Dataset entries:
PR #2059, opened 2024-10-02
check max_changed_partitions at construction-time

### LINKED ISSUE #1908: Polars privacy map fail but measurement goes through

Shoeboxam:
Close #1908

### DIFF
--- a/python/test/test_polars.py
+++ b/python/test/test_polars.py
@@ -104,7 +104,7 @@ def test_private_lazyframe_explicit_sum(measure):
     pl_testing = pytest.importorskip("polars.testing")
 
     lf_domain, lf = example_lf(
-        margin=["B"], public_info="keys", max_partition_length=50
+        margin=["B"], public_info="keys", max_partition_length=50, max_num_partitions=10,
     )
 
     expr = pl.col("A").fill_null(0.0).clip(0.0, 1.0).sum().dp.noise(0.0)
@@ -131,7 +131,7 @@ def test_private_lazyframe_sum(measure):
     pl_testing = pytest.importorskip("polars.testing")
 
     lf_domain, lf = example_lf(
-        margin=["B"], public_info="keys", max_partition_length=50
+        margin=["B"], public_info="keys", max_partition_length=50, max_num_partitions=10,
     )
     expr = pl.col("A").fill_null(0.0).dp.sum((1.0, 2.0), scale=0.0)
     plan = seed(lf.collect_schema()).group_by("B").agg(expr).sort("B")
@@ -156,7 +156,7 @@ def test_private_lazyframe_mean(measure):
     pl_testing = pytest.importorskip("polars.testing")
 
     lf_domain, lf = example_lf(
-        margin=["B"], public_info="lengths", max_partition_length=50
+        margin=["B"], public_info="lengths", max_partition_length=50, max_num_partitions=10,
     )
 
     expr = pl.col("A").fill_null(0.0).dp.mean((1.0, 2.0), scale=0.0)
@@ -822,8 +822,6 @@ def test_to_physical_unordered():
 
 
 def test_float_sum_with_unlimited_reorderable_partitions():
-    pl = pytest.importorskip('polars')
-    
     lf_domain = dp.lazyframe_domain([
         dp.series_domain("region", dp.atom_domain(T=dp.i64)),
         dp.series_domain("income", dp.atom_domain(T=dp.f64))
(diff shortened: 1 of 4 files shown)


Shoeboxam:
* **#2059** <a href="https://app.graphite.dev/github/pr/opendp/opendp/2059?utm_source=stack-comment-icon" target="_blank">Graphite</a> 👈
* `main`

<h2></h2>

python/test/test_polars.py
```diff
@@ -821,3 +821,23 @@ def test_to_physical_unordered():
...
+        dp.series_domain("region", dp.atom_domain(T=dp.i64)),
+        dp.series_domain("income", dp.atom_domain(T=dp.f64))
+    ])
+    lf_domain = dp.with_margin(lf_domain, by=["region"], public_info="lengths", max_partition_length=6)
+
+    from opendp.domains import _lazyframe_from_domain
+    lf = _lazyframe_from_domain(lf_domain)
+
+    # sum of income per region, add noise with scale of 1.0
+    plan = lf.group_by("region").agg([
```
mccalluc, line 837: Slight preference for keeping the `importorskip` as late as possible, so the first part of the test runs whether or not polars is installed. If there's an indirect dependency on polars, that could be handled with `optional_dependency`.

```suggestion
    lf_domain = dp.lazyframe_domain([
        dp.series_domain("region", dp.atom_domain(T=dp.i64)),
        dp.series_domain("income", dp.atom_domain(T=dp.f64))
    ])
    lf_domain = dp.with_margin(lf_domain, by=["region"], public_info="lengths", max_partition_length=6)

    from opendp.domains import _lazyframe_from_domain
    lf = _lazyframe_from_domain(lf_domain)

    # sum of income per region, add noise with scale of 1.0
    pl = pytest.importorskip('polars')
    plan = lf.group_by("region").agg([
```

python/test/test_polars.py
```diff
@@ -821,3 +821,23 @@ def test_to_physical_unordered():
...
+        pl.col("income").dp.sum(bounds=(1_000, 100_000), scale=1.0)
+    ])
+
+    # since there are an unknown number of partitions, and each partition has non-zero sensitivity, sensitivity is undefined
+    with pytest.raises(dp.OpenDPException, match='.*max_num_partitions must be known when the metric is not sensitive to ordering.*'):
```
mccalluc, line 842:
```suggestion
    with pytest.raises(dp.OpenDPException, match='max_num_partitions must be known when the metric is not sensitive to ordering'):
```
regex can match substring.

rust/src/transformations/make_stable_expr/expr_sum/mod.rs
```diff
@@ -125,6 +125,11 @@ where
         _ => TI::Sum::inf_cast(*d_in)?.inf_mul(&l.alerting_abs()?.total_max(u)?),
     };
 
+    // 'mnp_check: this invariant is used later
```
mccalluc, line 128: I'm expecting to see `'mnp_check` in the code here, but it's just in an error message. Is that right?

mccalluc (commented):
Some little comments, but the biggest headache seems to be hashbrown: Whatever the fix for that is, it might belong in its own PR that others can be based on.

rust/src/transformations/make_stable_expr/expr_sum/mod.rs
Shoeboxam: yep, the error message should never be seen by the user, and it references another location by a comment.

mccalluc (approved):
Thanks!

PR #2084, opened 2024-10-10
simplify sum traits

### LINKED ISSUE #2083: `make_sum` trait simplification

Shoeboxam:
Close #2083

### DIFF
--- a/rust/src/transformations/sum/int/monotonic/mod.rs
+++ b/rust/src/transformations/sum/int/monotonic/mod.rs
@@ -5,10 +5,8 @@ use crate::{
     domains::{AtomDomain, VectorDomain},
     error::Fallible,
     metrics::{AbsoluteDistance, IntDistance, SymmetricDistance},
-    traits::Number,
+    traits::{Integer, Number},
 };
-
-use super::AddIsExact;
 
 #[cfg(feature = "ffi")]
 mod ffi;
@@ -26,7 +24,7 @@ mod ffi;
 ///
 /// # Generics
 /// * `T` - Atomic Input Type and Output Type
-pub fn make_bounded_int_monotonic_sum<T>(
+pub fn make_bounded_int_monotonic_sum<T: Integer>(
     bounds: (T, T),
 ) -> Fallible<
     Transformation<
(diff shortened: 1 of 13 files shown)


Shoeboxam:
* **#2084** <a href="https://app.graphite.dev/github/pr/opendp/opendp/2084?utm_source=stack-comment-icon" target="_blank">Graphite</a> 👈
* `main`

<h2></h2>

rust/src/transformations/sum/int/monotonic/mod.rs
```diff
@@ -110,29 +102,13 @@ where
...
-        fn is_monotonic(_: (Self, Self)) -> bool {
-            true
-        }
-    })+)
+/// # Proof Definition
+/// Returns true if and only if the signs of `a` and `b` agree,
+/// assuming that values of zero always agree.
+pub(crate) fn signs_agree<T: Number>((a, b): (T, T)) -> bool {
+    let _0 = T::zero();
+    a == _0 || b == _0 || (a > _0) == (b > _0)
```
mccalluc, line 110:
```suggestion
    (a == _0 && b == _0) || (a > _0) == (b > _0)
```
or
```suggestion
    (a == b) || (a > _0) == (b > _0)
```
Maybe I'm missing something, but it looks like this could return true if `a == 0`, and not even look at `b`, which doesn't seem right.

mccalluc (commented):
I might be confused, but there could be a small bug. Consider adding a test that will fail before fixing.

rust/src/transformations/sum/int/monotonic/mod.rs
Shoeboxam: This is the correct behavior for this function! If either value is zero, then the sign will always agree. That is, -4 and 0 are considered to have agreement in sign, as 0 agrees to anything.

mccalluc: ah, got it:
> assuming that values of zero always agree

mccalluc (approved):
Looking at this again, I think I interpreted it as
> assuming that values of zero always agree _with each other_

which makes less sense than 
> assuming that values of zero always agree _with anything_

Sorry!

PR #2086, opened 2024-10-10
disable ffi and partial features on crates.io

### LINKED ISSUE #2085: Consider disabling partial and ffi features in docs.rs documentation build
For both partial and ffi functions, the documentation is repetitive to the original functions, which makes the documentation more confusing to navigate.

Shoeboxam:
Closes #2085

### DIFF
--- a/rust/Cargo.toml
+++ b/rust/Cargo.toml
@@ -131,7 +131,8 @@ partials = ["derive", "opendp_derive/partials"]
 crate-type = ["rlib", "cdylib", "staticlib"]
 
 [package.metadata.docs.rs]
-features = ["derive", "untrusted", "ffi", "polars"]
+no-default-features = true
+features = ["use-openssl", "derive", "untrusted", "polars"]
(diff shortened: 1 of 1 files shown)


Shoeboxam:
* **#2086** <a href="https://app.graphite.dev/github/pr/opendp/opendp/2086?utm_source=stack-comment-icon" target="_blank">Graphite</a> 👈
* `main`

<h2></h2>

mccalluc (approved):
Maybe add a comment on `use-openssl`? It feels like the odd one out, but I'm not super familiar with this code.

I also don't have a clear sense right now of what the default features actually get us. Would there be any point in changing the default features, so we could use the default more often?

Approving, but feel free to add a comment, if you think it would be useful -- It might not!

Shoeboxam:
I anticipate people always using the default features unless there's a really good reason not to. The default/non-default configuration is also pretty conservative in terms of privacy (flags are opt-in, openssl is more secure than not).

PR #2087, opened 2024-10-11
Polars: proof definitions

Shoeboxam:
Towards #2080

### DIFF
--- a/rust/src/domains/polars/expr/mod.rs
+++ b/rust/src/domains/polars/expr/mod.rs
@@ -117,7 +117,7 @@ pub struct ExprDomain {
 
 impl ExprDomain {
     /// # Proof Definition
-    /// Returns an expr domain with members matching those of `frame_domain`.
+    /// Returns an [`ExprDomain`] with members matching those of `frame_domain`.
     pub fn new<F: Frame>(frame_domain: FrameDomain<F>, context: ExprContext) -> ExprDomain {
         Self {
             frame_domain: frame_domain.cast_carrier(),
--- a/rust/src/domains/polars/expr/mod.rs
+++ b/rust/src/domains/polars/expr/mod.rs
@@ -5,14 +5,14 @@ use std::fmt::{Debug, Formatter};
 
 use crate::core::{Metric, MetricSpace};
 use crate::metrics::{
-    AbsoluteDistance, ChangeOneDistance, HammingDistance, InsertDeleteDistance, LInfDistance,
-    LpDistance, Parallel, PartitionDistance, SymmetricDistance,
+    ChangeOneDistance, HammingDistance, InsertDeleteDistance, LInfDistance, LpDistance, Parallel,
+    PartitionDistance, SymmetricDistance,
 };
 use crate::traits::ProductOrd;
 use crate::transformations::DatasetMetric;
 use crate::{core::Domain, error::Fallible};
 
-use super::{DslPlanDomain, Frame, FrameDomain, Margin, NumericDataType, SeriesDomain};
+use super::{DslPlanDomain, Frame, FrameDomain, Margin, SeriesDomain};
 
 #[cfg(feature = "ffi")]
 mod ffi;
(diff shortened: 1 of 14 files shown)


Shoeboxam:
* **#2087** <a href="https://app.graphite.dev/github/pr/opendp/opendp/2087?utm_source=stack-comment-icon" target="_blank">Graphite</a> 👈
* `main`

<h2></h2>

rust/src/domains/polars/expr/mod.rs
```diff
@@ -41,11 +41,13 @@ pub enum ExprContext {
 }
 
 impl ExprContext {
-    fn get_plan(&self, val: &(DslPlan, Expr)) -> DslPlan {
-        let (lp, expr) = val.clone();
-        let frame = LazyFrame::from(lp);
+    /// # Proof Definition
+    /// Given a context (`self`), logical plan (`lp`) and expression,
```
mccalluc, line 45: Not particular to this PR, but would `plan` be more readable than `lp`, at the cost of two more characters?

rust/src/domains/polars/expr/mod.rs
```diff
@@ -54,11 +56,14 @@ impl ExprContext {
                         .map(col)
                         .collect::<Vec<_>>(),
                 )
-                .agg([expr]),
+                .agg([expr.clone()]),
```
mccalluc, line 59: I don't think `expr` is particularly heavyweight, but is there an argument for doing it once up top? Probably depends on context? Mostly for my own learning.

rust/src/domains/polars/expr/mod.rs
```diff
@@ -104,23 +116,36 @@ pub struct ExprDomain {
 }
 
 impl ExprDomain {
+    /// # Proof Definition
+    /// Returns an expr domain with members matching those of `frame_domain`.
```
mccalluc, line 120:
```suggestion
    /// Returns an [`ExprDomain`] with members matching those of `frame_domain`.
```

rust/src/domains/polars/expr/mod.rs
```diff
@@ -69,6 +74,13 @@ impl ExprContext {
...
     }
 
+    /// # Proof Definition
+    /// Only return without an error if the expression context `self`
+    /// allows for row ordering or the number of rows to be changed.
+    ///
+    /// This is used to disallow operations like sorting, shuffling or filtering
+    /// when row alignment must not change,
+    /// like when augmenting a new column via `with_column`.
     pub fn break_alignment(&self) -> Fallible<()> {
```
mccalluc, line 84: Not the subject of this PR, but would this be more clear with a `check_` name?

rust/src/domains/polars/expr/mod.rs
```diff
@@ -178,8 +205,17 @@ impl Debug for ExprDomain {
     }
 }
 
+/// OuterMetric encodes the relationship between
```
mccalluc, line 208: not a proof definition?

mccalluc (approved):
All looks good. Had a couple questions while in the neighborhood, but I think this would be fine to merge as-is.

rust/src/domains/polars/expr/mod.rs
Shoeboxam: The overhead is ultimately the same, as only one branch of the match will ever be taken at a time.

rust/src/domains/polars/expr/mod.rs
Shoeboxam: Hmm, it could be something like, `check_alignment_can_be_broken`.

rust/src/domains/polars/expr/mod.rs
Shoeboxam: Yeah, this one isn't worded as a proof definition. There are some cases where a proof definition on the trait itself could make sense (for marker traits), but I think most of the time it's the methods, consts and associated types that need definitions.

PR #2091, opened 2024-10-11
Polars: reuse margin descriptors

### LINKED ISSUE #1707: Polars: reuse margin descriptors when possible
Imagine you specify a margin descriptor like so:

```python
    margins={(): dp.Margin(max_partition_len=10_000)}
```

Then the max partition length should be known in the following query:

```python
(
    context.query()
    .group_by("A")
    .agg(pl.col("B").fill_null(0).dp.sum((0, 10)))
    .release().collect()
)
```

Shoeboxam:
Close #1707


Shoeboxam:
* **#2091** <a href="https://app.graphite.dev/github/pr/opendp/opendp/2091?utm_source=stack-comment-icon" target="_blank">Graphite</a> 👈
* `main`

<h2></h2>

docs/source/getting-started/assessing-utility/noise.ipynb
```diff
@@ -184,7 +184,7 @@
     "    privacy_loss=dp.loss_of(epsilon=1.0),\n",
     "    split_evenly_over=10,\n",
     "    margins={\n",
-    "        (\"ILOSTAT\", ): dp.polars.Margin(public_info=\"keys\", max_partition_length=60_000_000),\n",
+    "        \"ILOSTAT\": dp.polars.Margin(public_info=\"keys\"),\n",
```
mccalluc, line 187: My preference would be to keep tuple keys as the style we present in the documentation, but support strings because it's easy to forget that comma. I think in the docs having tuples in some cases and strings in others may actually be a little confusing to the user.

(Using list keys probably isn't a good option, because they're mutable, right?)

rust/src/domains/polars/frame/mod.rs
```diff
@@ -389,3 +461,47 @@ impl Margin {
             .min(l_1)
     }
 }
+
+/// # Proof Definition
+/// Return a subset of `sets` whose intersection is a superset of `elements`.
```
mccalluc, line 466: Expecting a statement here in terms of the parameters `sets` and `not_covered`, rather than `elements`.

rust/src/domains/polars/frame/test.rs
```diff
@@ -39,3 +39,136 @@ fn test_margin() -> Fallible<()> {
...
+        lf_domain
+            .get_margin(BTreeSet::from(["A".to_string()]))
+            .public_info,
+        Some(MarginPub::Keys)
+    );
+    Ok(())
+}
+
+#[test]
+fn test_option_or() {
```
mccalluc, line 169:
```suggestion
fn test_option_min() {
```

rust/src/transformations/make_stable_expr/expr_len/mod.rs
```diff
@@ -45,10 +45,7 @@ where
     );
 
     // we only care about the margin that matches the current grouping columns
```
mccalluc, line 47:
```suggestion
```
Less explanation needed now?

mccalluc (commented):
Might have typos on one proof definition and a test name, but biggest worry is with inconsistent of margin keys in the docs. If we do want to move towards string keys, then maybe having comma-delimited strings would be good if there is more than one key? But my slight preference is to stick with tuples as keys.

Not something I would block on, but I think consistency in presentation is good, whatever we decide on, though we can be a little more flexible in what we accept to make life easier for the user (ie, transform strings to tuples.)

docs/source/getting-started/assessing-utility/noise.ipynb
Shoeboxam: Changed all to tuples. Once passed into the lib, they can never change, and I remember seeing pandas representing grouping keys as tuples.

rust/src/domains/polars/frame/test.rs
```diff
@@ -39,3 +39,136 @@ fn test_margin() -> Fallible<()> {
...
+        &["A"],
+        Margin::default()
+            .with_max_num_partitions(10)
+            .with_max_influenced_partitions(3),
+    )?
+    .with_margin(
+        &["B"],
+        Margin::default()
+            .with_max_num_partitions(10)
+            .with_max_influenced_partitions(3),
```
mccalluc, line 102: Slightly stronger test if these are set to different values than the first margin. Not that it's likely, but if the code just used the first margin twice, these tests wouldn't catch the problem.

rust/src/domains/polars/frame/test.rs
```diff
@@ -39,3 +39,136 @@ fn test_margin() -> Fallible<()> {
...
+            .max_num_partitions,
+        Some(100)
+    );
+
+    assert_eq!(
+        lf_domain
+            .get_margin(BTreeSet::from(["B".to_string()]))
+            .max_influenced_partitions,
+        Some(3)
+    );
```
mccalluc, line 117: Just to check the extreme cases, would it be good to check what the behavior is on an empty set? or if a member of the set is not in the margins?

rust/src/transformations/make_stable_expr/expr_len/mod.rs
```diff
@@ -44,11 +44,7 @@ where
         input_domain.context.clone(),
     );
 
-    // we only care about the margin that matches the current grouping columns
-    let margin_id = input_domain.context.grouping_columns()?;
-    let public_info = (input_domain.frame_domain.margins.get(&margin_id))
-        .map(|m| m.public_info.clone())
-        .unwrap_or_default();
+    let margin = input_domain.active_margin()?;
```
mccalluc, line 47: Move down so the definition is right before the usage?

mccalluc (commented):
Maybe some more testing of edge cases? Since the tests have a parallel structure, could imagine factoring out a helper function, but leave that to your judgement. Kind of skimming the details of the implementation: Let me know if you'd like a closer look at anything in particular.

mccalluc (dismissed):
Thanks for the tweaks!

PR #1949, opened 2018-03-27
Prototype: Add browser layer when the buffer is http or https

bryphe:
In line with the way we'd open a `term://` buffer, I think it would make sense to have the 'browser' available when we open an `http://` or `https://` buffer. Like this:

browser-buffer-layer2

@justinmk - what do you think about this?

The experience is a bit weird and rocky with the way `netrw` jumps in - it might be nice for Oni to disable `netrw`'s handling of `http` and `https` by default, or perhaps when the browser is enabled.

### DIFF
--- a/browser/src/Editor/OniEditor/OniEditor.tsx
+++ b/browser/src/Editor/OniEditor/OniEditor.tsx
@@ -52,6 +52,7 @@ import { NeovimEditor } from "./../NeovimEditor"
 import { SplitDirection, windowManager } from "./../../Services/WindowManager"
 
 import { ImageBufferLayer } from "./ImageBufferLayer"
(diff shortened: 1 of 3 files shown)


justinmk:
Why not use the command (ctrl-shift-p) dialog as the entry point for this (instead of `:edit`, `:vsp`, etc.)? 

Changing the existing functionality of `:edit {url}` (view the raw source of a URL) means that functionality has to be found somewhere else.

bryphe:
Thanks for the feedback, @justinmk ! 

> Changing the existing functionality of :edit {url} (view the raw source of a URL) means that functionality has to be found somewhere else.

Seems reasonable. I'll close this out.

PR #1968, opened 2018-03-29
Achievements Layer: Clean up background / foreground colors

bryphe:


browser/src/Services/Learning/Achievements/AchievementsBufferLayer.tsx
```diff
@@ -27,8 +27,8 @@ export interface ITrophyCaseViewState {
 }
 
 export const TrophyCaseViewWrapper = withProps<{}>(styled.div)`
-    background-color: ${p => p.theme.background};
-    color: ${p => p.theme.foreground};
+    background-color: ${p => p.theme["editor.background"]};
+    color: ${p => p.theme["editor.foreground"]};
```
Cryza: With `p` being a rather undescriptive parameter name and since you are obviously looking for brevity, what do you think about using destructuring here?
`color: ${{ theme } => theme["editor.foreground"]};`

bryphe: Ah ya, I could see this being unclear - thanks for looking this over, @Cryza ! And appreciate the suggestion.

Less about brevity on my end and more about just slamming out these changes 😄 

All things being equal, I don't have a strong preference either way - but it probably makes sense to use the more verbose `${ props => ... }` syntax, since that's the predominant style in the code today (IMO)

cc @Akin909 in case you have feedback too

Akin909: @bryphe I've tended towards `props` so far since I though for anyone less familiar with `css-in-js` it'd be confusing to destructure or use `p` but I much prefer *personally* the destructuring syntax

bryphe: Tried it out, but it needed to be:

```
color: ${({theme}) => theme["editor.foreground"]};`
```

The nested `()` in there in addition to the destructuring seemed intense to me, so I went the `props` route. Thank you both for the feedback!

PR #1980, opened 2018-03-29
Refactor FileIcon to styled-components

Cryza:
This is one of several smaller upcoming PRs with the goal to replace all remaining `.less` files with `styled-components`.

- Move the animation code from `Tabs.less` into `FileIcon.tsx`
- Replace `additionalClassNames` prop with the (also more restrictive, but better encapsulated) `playAppearAnimation`


bryphe:
👍  Thanks for splitting this out, @Cryza !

» DIRECTIONS:
Starting at the line that has "Shoeboxam: Yeah, this" in the records above, restate word for word every line until the one that has "mccalluc, line 187: My", and include that one as well.

» SOLVED EXERCISE:
Shoeboxam: Yeah, this one isn't worded as a proof definition. There are some cases where a proof definition on the trait itself could make sense (for marker traits), but I think most of the time it's the methods, consts and associated types that need definitions.

PR #2091, opened 2024-10-11
Polars: reuse margin descriptors

### LINKED ISSUE #1707: Polars: reuse margin descriptors when possible
Imagine you specify a margin descriptor like so:

```python
    margins={(): dp.Margin(max_partition_len=10_000)}
```

Then the max partition length should be known in the following query:

```python
(
    context.query()
    .group_by("A")
    .agg(pl.col("B").fill_null(0).dp.sum((0, 10)))
    .release().collect()
)
```

Shoeboxam:
Close #1707


Shoeboxam:
* **#2091** <a href="https://app.graphite.dev/github/pr/opendp/opendp/2091?utm_source=stack-comment-icon" target="_blank">Graphite</a> 👈
* `main`

<h2></h2>

docs/source/getting-started/assessing-utility/noise.ipynb
```diff
@@ -184,7 +184,7 @@
     "    privacy_loss=dp.loss_of(epsilon=1.0),\n",
     "    split_evenly_over=10,\n",
     "    margins={\n",
-    "        (\"ILOSTAT\", ): dp.polars.Margin(public_info=\"keys\", max_partition_length=60_000_000),\n",
+    "        \"ILOSTAT\": dp.polars.Margin(public_info=\"keys\"),\n",
```
mccalluc, line 187: My preference would be to keep tuple keys as the style we present in the documentation, but support strings because it's easy to forget that comma. I think in the docs having tuples in some cases and strings in others may actually be a little confusing to the user.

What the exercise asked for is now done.